##### Given data
PR #31, opened 2021-03-03
Win64 fixes

rmottola:
Seems all right to me !

### DIFF
--- a/ChangeLog
+++ b/ChangeLog
@@ -1,3 +1,20 @@
+2021-03-03 Riccardo Mottola <rm@gnu.org>
+
+	* Source/win32/WIN32Server.m:
+	actually store in a LONG_PTR the result of GetWindowLongPtr
+
+2021-03-02 Riccardo Mottola <rm@gnu.org>
+
+	* Source/win32/WIN32Server.m
+	* Source/win32/w32_create.m
+	* Source/win32/w32_general.m
+	* Source/win32/w32_movesize.m
+	* Source/win32/w32_windowdisplay.m
+	* Source/winlib/WIN32GState.m
+	* Source/cairo/Win32CairoGlitzSurface.m:
+	Consistently use 64bit safe SetWindowLongPtr/GetWindowLongPtr instead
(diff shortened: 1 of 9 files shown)


ChangeLog
```diff
@@ -1,3 +1,20 @@
+2021-03-03 Riccardo Mottola <rm@gnu.org>
```
fredkiefer, line 1: When doing a pull request it is better to squash the ChangeLog entries into one.

Source/win32/WIN32Server.m
```diff
@@ -1635,19 +1635,19 @@ - (int) window: (NSRect)frame : (NSBackingStoreType)type : (unsigned int)style
...
-        LONG    wstyleOld  = GetWindowLong(hwnd, GWL_STYLE);
-        LONG    estyleOld  = GetWindowLong(hwnd, GWL_EXSTYLE);
-        LONG    wstyleNew  = (wstyleOld & ~WS_OVERLAPPEDWINDOW);
-        LONG    estyleNew  = estyleOld | WS_EX_TOOLWINDOW;
+        LONG_PTR  wstyleOld  = GetWindowLongPtr(hwnd, GWL_STYLE);
+        LONG_PTR  estyleOld  = GetWindowLongPtr(hwnd, GWL_EXSTYLE);
+        LONG_PTR  wstyleNew  = (wstyleOld & ~WS_OVERLAPPEDWINDOW);
+        LONG_PTR  estyleNew  = estyleOld | WS_EX_TOOLWINDOW;
         
         NSDebugMLLog(@"WCTrace", @"wstyles - old: %8.8X new: %8.8X\n",
```
fredkiefer, line 1643: Probably we now need to use "lX" here instead of "X".

fredkiefer (approved):
Having participated in the original change, I am surely not able to review this unbiased. Still I am sure this change is a huge improvement over our previous code for WIn64. There will be plenty of places where more fixes are needed and I hope somebody will address these over the next months.

PR #33, opened 2021-11-06
Wayland backend xdg-surface and wrl-layer

nongio:


Source/cairo/WaylandCairoSurface.m
```diff
@@ -176,62 +184,41 @@ - (void) dealloc
...
-    NSDebugLog(@"updating region: %dx%d %dx%d", x, y, width, height);
-
-    if (cairo_surface_status(cairo_surface) != CAIRO_STATUS_SUCCESS)
-    {
-	NSWarnMLog(@"cairo initial window error status: %s\n",
-		   cairo_status_to_string(cairo_surface_status(_surface)));
+    window->buffer_needs_attach = YES;
+    if (window->configured) {
+        window->buffer_needs_attach = NO;
+        wl_surface_attach(window->surface, window->buffer, 0, 0);
```
fredkiefer, line 211: Do we need the attach call here even when it was already called in -initWithDevice:?

I would expect that we have a flag that tells us, whether this was already called if there is no consistent order in which these methods get called.

Source/wayland/WaylandServer+Cursor.m
```diff
@@ -0,0 +1,564 @@
...
+    /* FIXME: unlike in _motion and _axis handlers, the argument used in _button
+       is the "serial" of the event, not passed and unavailable in _motion and
+       _axis handlers. Is it allowed to pass "serial" as the eventNumber: in
+       _button handler, but "time" as the eventNumber: in the _motion and _axis
+       handlers? */
+    tick = serial;
+
+    NSDebugLog(@"sending pointer event at: %fx%f, window=%d", wlconfig->pointer.x, wlconfig->pointer.y, window->window_id);
+
+    /* FIXME: X11 backend uses the XGetPointerMapping()-returned values from
```
fredkiefer, line 311: We also support the version of the event without the button number. Just use that if you prefer. The more important bit is to set the event type correctly as for the first three buttons we already have the information there.

fredkiefer:
This is way too much code for me to read through. As Wayland support is still experimental in GNUstep I would say we just take your code as it seems to work better than the previous one.
It would be great if you could clean up the code a bit. That is remove commented out portions and try to stick to the GNUstep coding standard. (See http://www.gnustep.org/resources/documentation/Developer/CodingStandards/coding-standards.ps) Yes, this is horrible and really old. But having some standard saves us from discussing this every year.

nongio:
thanks for checking it @fredkiefer I updated the code using clang-format with this configuration file:
https://github.com/gnustep/libs-base/blob/master/.clang-format
let me know if it can go like this

Headers/wayland/WaylandServer.h
```diff
@@ -5,7 +5,8 @@
    Copyright (C) 2020 Free Software Foundation, Inc.
 
    Author: Sergio L. Pascual <slp@sinrega.org>
-   Date: February 2016
```
fredkiefer, line 8: You should leave the old dates in, to show when the contribution had happened.

Source/cairo/WaylandCairoSurface.m
```diff
@@ -36,43 +39,45 @@
...
-    static const char template[] = "/weston-shared-XXXXXX";
-    const char *path;
-    char *name;
-    int fd;
-
-    path = getenv("XDG_RUNTIME_DIR");
-    if (!path) {
-	errno = ENOENT;
-	return -1;
+  static const char template[] = "/gnusteo-shared-XXXXXX";
```
fredkiefer, line 48: Is this a typo or intentional? Most likely it should be "gnustep"

fredkiefer (approved):
The formatting looks a lot better now.
It would be great if you could re-add the original dates and maybe fix the typo. After that merging is fine for me.

Headers/wayland/WaylandServer.h
nongio: 👍

Source/cairo/WaylandCairoSurface.m
nongio: :) indeed, I am going to amend the previous commit

Source/cairo/WaylandCairoSurface.m
nongio: it might be superfluous this code, i need to debug it and add a comment for this edge case, the flag used elsewhere is `window->buffer_needs_attach`

ivucica:
nit: That should likely be November 2021, not November 2016.

sent from phone

Source/cairo/WaylandCairoSurface.m
nongio: @fredkiefer i added a comment in the code to explain better when this is needed:
usually the attach() is handled in the configure callback, when resizing a window already configured then the new buffer created should be attached immediately. maybe we could move the attach outside of the surface class...

Source/wayland/WaylandServer+Cursor.m
nongio: I think that the current code structure provides a good separation of concerns: Cursors, Keyboard, Layer/Xdg protocols, Seat and Output. Starting from this we could start collecting feedback on the separate areas and tackle them 1 by 1

fredkiefer: I don't see how your reply is in any way related to my comment. You probably wanted to explain that this code is not yours, you just moved it into a separate file.

nongio: yes, the comment is more related to the general feedback that the PR is very large to be reviewed. Anyway yes, the Cursor code has only been moved in a new file

gcasa:
Merging this on behalf of @nongio since he doesn't have merge permission.  I spoke with him via email.

PR #34, opened 2021-12-14
Wayland shm surface

nongio:
This PR is a refactor of the WaylandCairoSurface, which is an implementation of a Wayland shared memory surface. It includes:
- some documentation on how it works
- a buffer release listener to fix the memory leak present before
- rename to a more specific name as more Wayland surface implementations are possible
- move `wl_surface_attach` calls from the server into the surface class


fredkiefer (approved):
Looks good and only affects the Wayland backend which is still experimental.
##########
• _What needs to be done_:
Could you give the records again, exactly as they appear?

• _Your response_:
PR #31, opened 2021-03-03
Win64 fixes

rmottola:
Seems all right to me !

### DIFF
--- a/ChangeLog
+++ b/ChangeLog
@@ -1,3 +1,20 @@
+2021-03-03 Riccardo Mottola <rm@gnu.org>
+
+	* Source/win32/WIN32Server.m:
+	actually store in a LONG_PTR the result of GetWindowLongPtr
+
+2021-03-02 Riccardo Mottola <rm@gnu.org>
+
+	* Source/win32/WIN32Server.m
+	* Source/win32/w32_create.m
+	* Source/win32/w32_general.m
+	* Source/win32/w32_movesize.m
+	* Source/win32/w32_windowdisplay.m
+	* Source/winlib/WIN32GState.m
+	* Source/cairo/Win32CairoGlitzSurface.m:
+	Consistently use 64bit safe SetWindowLongPtr/GetWindowLongPtr instead
(diff shortened: 1 of 9 files shown)


ChangeLog
```diff
@@ -1,3 +1,20 @@
+2021-03-03 Riccardo Mottola <rm@gnu.org>
```
fredkiefer, line 1: When doing a pull request it is better to squash the ChangeLog entries into one.

Source/win32/WIN32Server.m
```diff
@@ -1635,19 +1635,19 @@ - (int) window: (NSRect)frame : (NSBackingStoreType)type : (unsigned int)style
...
-        LONG    wstyleOld  = GetWindowLong(hwnd, GWL_STYLE);
-        LONG    estyleOld  = GetWindowLong(hwnd, GWL_EXSTYLE);
-        LONG    wstyleNew  = (wstyleOld & ~WS_OVERLAPPEDWINDOW);
-        LONG    estyleNew  = estyleOld | WS_EX_TOOLWINDOW;
+        LONG_PTR  wstyleOld  = GetWindowLongPtr(hwnd, GWL_STYLE);
+        LONG_PTR  estyleOld  = GetWindowLongPtr(hwnd, GWL_EXSTYLE);
+        LONG_PTR  wstyleNew  = (wstyleOld & ~WS_OVERLAPPEDWINDOW);
+        LONG_PTR  estyleNew  = estyleOld | WS_EX_TOOLWINDOW;
         
         NSDebugMLLog(@"WCTrace", @"wstyles - old: %8.8X new: %8.8X\n",
```
fredkiefer, line 1643: Probably we now need to use "lX" here instead of "X".

fredkiefer (approved):
Having participated in the original change, I am surely not able to review this unbiased. Still I am sure this change is a huge improvement over our previous code for WIn64. There will be plenty of places where more fixes are needed and I hope somebody will address these over the next months.

PR #33, opened 2021-11-06
Wayland backend xdg-surface and wrl-layer

nongio:


Source/cairo/WaylandCairoSurface.m
```diff
@@ -176,62 +184,41 @@ - (void) dealloc
...
-    NSDebugLog(@"updating region: %dx%d %dx%d", x, y, width, height);
-
-    if (cairo_surface_status(cairo_surface) != CAIRO_STATUS_SUCCESS)
-    {
-	NSWarnMLog(@"cairo initial window error status: %s\n",
-		   cairo_status_to_string(cairo_surface_status(_surface)));
+    window->buffer_needs_attach = YES;
+    if (window->configured) {
+        window->buffer_needs_attach = NO;
+        wl_surface_attach(window->surface, window->buffer, 0, 0);
```
fredkiefer, line 211: Do we need the attach call here even when it was already called in -initWithDevice:?

I would expect that we have a flag that tells us, whether this was already called if there is no consistent order in which these methods get called.

Source/wayland/WaylandServer+Cursor.m
```diff
@@ -0,0 +1,564 @@
...
+    /* FIXME: unlike in _motion and _axis handlers, the argument used in _button
+       is the "serial" of the event, not passed and unavailable in _motion and
+       _axis handlers. Is it allowed to pass "serial" as the eventNumber: in
+       _button handler, but "time" as the eventNumber: in the _motion and _axis
+       handlers? */
+    tick = serial;
+
+    NSDebugLog(@"sending pointer event at: %fx%f, window=%d", wlconfig->pointer.x, wlconfig->pointer.y, window->window_id);
+
+    /* FIXME: X11 backend uses the XGetPointerMapping()-returned values from
```
fredkiefer, line 311: We also support the version of the event without the button number. Just use that if you prefer. The more important bit is to set the event type correctly as for the first three buttons we already have the information there.

fredkiefer:
This is way too much code for me to read through. As Wayland support is still experimental in GNUstep I would say we just take your code as it seems to work better than the previous one.
It would be great if you could clean up the code a bit. That is remove commented out portions and try to stick to the GNUstep coding standard. (See http://www.gnustep.org/resources/documentation/Developer/CodingStandards/coding-standards.ps) Yes, this is horrible and really old. But having some standard saves us from discussing this every year.

nongio:
thanks for checking it @fredkiefer I updated the code using clang-format with this configuration file:
https://github.com/gnustep/libs-base/blob/master/.clang-format
let me know if it can go like this

Headers/wayland/WaylandServer.h
```diff
@@ -5,7 +5,8 @@
    Copyright (C) 2020 Free Software Foundation, Inc.
 
    Author: Sergio L. Pascual <slp@sinrega.org>
-   Date: February 2016
```
fredkiefer, line 8: You should leave the old dates in, to show when the contribution had happened.

Source/cairo/WaylandCairoSurface.m
```diff
@@ -36,43 +39,45 @@
...
-    static const char template[] = "/weston-shared-XXXXXX";
-    const char *path;
-    char *name;
-    int fd;
-
-    path = getenv("XDG_RUNTIME_DIR");
-    if (!path) {
-	errno = ENOENT;
-	return -1;
+  static const char template[] = "/gnusteo-shared-XXXXXX";
```
fredkiefer, line 48: Is this a typo or intentional? Most likely it should be "gnustep"

fredkiefer (approved):
The formatting looks a lot better now.
It would be great if you could re-add the original dates and maybe fix the typo. After that merging is fine for me.

Headers/wayland/WaylandServer.h
nongio: 👍

Source/cairo/WaylandCairoSurface.m
nongio: :) indeed, I am going to amend the previous commit

Source/cairo/WaylandCairoSurface.m
nongio: it might be superfluous this code, i need to debug it and add a comment for this edge case, the flag used elsewhere is `window->buffer_needs_attach`

ivucica:
nit: That should likely be November 2021, not November 2016.

sent from phone

Source/cairo/WaylandCairoSurface.m
nongio: @fredkiefer i added a comment in the code to explain better when this is needed:
usually the attach() is handled in the configure callback, when resizing a window already configured then the new buffer created should be attached immediately. maybe we could move the attach outside of the surface class...

Source/wayland/WaylandServer+Cursor.m
nongio: I think that the current code structure provides a good separation of concerns: Cursors, Keyboard, Layer/Xdg protocols, Seat and Output. Starting from this we could start collecting feedback on the separate areas and tackle them 1 by 1

fredkiefer: I don't see how your reply is in any way related to my comment. You probably wanted to explain that this code is not yours, you just moved it into a separate file.

nongio: yes, the comment is more related to the general feedback that the PR is very large to be reviewed. Anyway yes, the Cursor code has only been moved in a new file

gcasa:
Merging this on behalf of @nongio since he doesn't have merge permission.  I spoke with him via email.

PR #34, opened 2021-12-14
Wayland shm surface

nongio:
This PR is a refactor of the WaylandCairoSurface, which is an implementation of a Wayland shared memory surface. It includes:
- some documentation on how it works
- a buffer release listener to fix the memory leak present before
- rename to a more specific name as more Wayland surface implementations are possible
- move `wl_surface_attach` calls from the server into the surface class


fredkiefer (approved):
Looks good and only affects the Wayland backend which is still experimental.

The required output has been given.